AIM OF THE TASK: Lines below that hold the word "parameter" must be copied in full.

MATERIALS PROVIDED:
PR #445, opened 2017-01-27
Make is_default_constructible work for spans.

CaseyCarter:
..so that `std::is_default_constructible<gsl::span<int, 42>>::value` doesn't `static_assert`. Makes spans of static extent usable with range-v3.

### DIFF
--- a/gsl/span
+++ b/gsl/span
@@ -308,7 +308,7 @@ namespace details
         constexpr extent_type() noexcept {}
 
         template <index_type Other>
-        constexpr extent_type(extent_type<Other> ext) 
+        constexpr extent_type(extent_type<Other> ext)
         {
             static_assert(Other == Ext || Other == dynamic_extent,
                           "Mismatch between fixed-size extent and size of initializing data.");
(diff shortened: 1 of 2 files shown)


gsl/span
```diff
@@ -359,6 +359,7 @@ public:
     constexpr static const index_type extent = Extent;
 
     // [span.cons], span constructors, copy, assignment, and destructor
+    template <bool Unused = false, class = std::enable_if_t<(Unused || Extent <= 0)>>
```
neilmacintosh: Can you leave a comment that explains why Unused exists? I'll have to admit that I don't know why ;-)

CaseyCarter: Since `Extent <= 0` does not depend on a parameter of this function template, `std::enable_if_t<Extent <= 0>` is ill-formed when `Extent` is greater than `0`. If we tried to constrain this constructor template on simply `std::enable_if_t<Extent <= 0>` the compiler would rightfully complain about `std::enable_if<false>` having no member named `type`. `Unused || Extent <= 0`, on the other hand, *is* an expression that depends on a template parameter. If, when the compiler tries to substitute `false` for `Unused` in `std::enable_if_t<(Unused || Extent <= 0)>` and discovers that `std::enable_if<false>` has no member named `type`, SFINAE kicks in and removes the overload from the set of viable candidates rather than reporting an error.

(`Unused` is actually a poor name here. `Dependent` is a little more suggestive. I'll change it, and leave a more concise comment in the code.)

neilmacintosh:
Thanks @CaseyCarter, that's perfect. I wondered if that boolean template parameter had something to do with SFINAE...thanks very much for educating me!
--
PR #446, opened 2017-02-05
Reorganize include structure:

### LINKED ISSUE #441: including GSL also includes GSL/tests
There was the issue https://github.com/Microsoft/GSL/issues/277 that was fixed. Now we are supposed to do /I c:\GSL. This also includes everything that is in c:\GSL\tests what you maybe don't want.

EXERCISE ANSWER:
CaseyCarter: Since `Extent <= 0` does not depend on a parameter of this function template, `std::enable_if_t<Extent <= 0>` is ill-formed when `Extent` is greater than `0`. If we tried to constrain this constructor template on simply `std::enable_if_t<Extent <= 0>` the compiler would rightfully complain about `std::enable_if<false>` having no member named `type`. `Unused || Extent <= 0`, on the other hand, *is* an expression that depends on a template parameter. If, when the compiler tries to substitute `false` for `Unused` in `std::enable_if_t<(Unused || Extent <= 0)>` and discovers that `std::enable_if<false>` has no member named `type`, SFINAE kicks in and removes the overload from the set of viable candidates rather than reporting an error.
Thanks @CaseyCarter, that's perfect. I wondered if that boolean template parameter had something to do with SFINAE...thanks very much for educating me!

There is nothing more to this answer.